Жюстина медленно повернулась к нему.
– Расскажи, – умоляюще произнес он. – Мы пропадем, если не будем доверять друг другу.
Она сглотнула и закрыла глаза.
– Я знаю, что такое молчание, – продолжал он. – Я столько лет жил в молчании. Я больше не выдержу, я не смогу жить в молчании.
– Да…
– Ты что-то скрываешь? – Он заставлял себя говорить, просил ее раскрыть нечто, способное разрушить все, что у них было общего.
Жюстина шагнула к нему, она не была похожа на саму себя, это был кто-то новый, кого он прежде не знал.
Ханс-Петер отвернулся, обхватил руками голову.
– Жюстина, ответь мне. То, что тебя мучает, это связано со смертью?
– Может быть, – прошептала она. – Да, связано.
Глава 20
Йилл достала ключи от машины. Вообще-то ей не нужна была машина. Если понадобится съездить в Стокгольм, есть автобусы и электрички. А на работу можно доехать на велосипеде, кроме как зимой, конечно, когда лежит снег. Но снег теперь ложился нечасто и ненадолго, быстро таял, оставляя напоминание о себе в виде ледяной корки.

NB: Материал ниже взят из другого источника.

PR #415, opened 2025-02-05
GRIDEDIT-1144 Node types is now an enum

BillSenior:


libs/MeshKernel/include/MeshKernel/Mesh2D.hpp
```diff
@@ -236,6 +227,12 @@ namespace meshkernel
         ///  @brief Classifies the nodes (makenetnodescoding)
         void ClassifyNodes();
 
+        /// @brief Get the node type
+        MeshNodeType GetNodeType(const UInt nodeId) const { return m_nodesTypes[nodeId]; }
+
+        /// @brief Get the node type
+        void GetNodeTypes(std::vector<MeshNodeType>& nodeTypes) const { nodeTypes = m_nodesTypes; }
```
lucacarniato, line 234: i think this is equivalent of returning a  reference (const or not depend on the use case)

const std::vector<MeshNodeType>& GetNodeTypes() const { return m_nodesTypes; }

I find this better because you do need one line less at the caller side

libs/MeshKernel/include/MeshKernel/Smoother.hpp
```diff
@@ -45,7 +48,7 @@ namespace meshkernel
         explicit Smoother(const Mesh2D& mesh);
 
         /// @brief Computes the smoother weights
-        void Compute();
+        void Compute(const std::vector<MeshNodeType>& nodeTypes);
```
lucacarniato, line 51: my initial intention was to keep compute method without arguments and pass what is needed in the constructor. it would be nice if we can have the same signature for the compute method for all algorithms

libs/MeshKernel/src/Mesh2D.cpp
```diff
@@ -676,31 +676,33 @@ void Mesh2D::InitialiseBoundaryNodeClassification()
...
+        if (intNodeType[firstNode] == -1 || intNodeType[secondNode] == -1)
         {
             continue;
         }
 
         if (m_edgesNumFaces[e] == 0)
         {
-            m_nodesTypes[firstNode] = -1;
-            m_nodesTypes[secondNode] = -1;
+            intNodeType[firstNode] = -1;
```
lucacarniato, line 686: i do not like this logic with the node type, but I do not think we can do much about it

lucacarniato (approved):

libs/MeshKernel/src/Mesh2D.cpp
BillSenior: and its good to keep the same integer values as dflowfm, making it easier to debug

BillSenior:
taken over by https://github.com/Deltares/MeshKernel/pull/420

В этот понедельник у нее был выходной. Сегодня это должно произойти. Больше откладывать нельзя, нужно сделать то, к чему она так давно готовилась, – поехать в Хэссельбю и встретиться с Жюстиной. Йилл не собиралась звонить и предупреждать. Просто подойдет к двери и нажмет на кнопку звонка.
Сделала ли Берит так же?
В глубине души Йилл не верила, что Жюстина знает что-то, чего не знают другие. Тор разговаривал с ней. И полиция. Жюстина, вероятно, рассказала все, что могла рассказать. И все же сделать это надо. Ради Тора. И ради себя. Как угадаешь, вдруг появится какая-нибудь ниточка, за которую можно потянуть.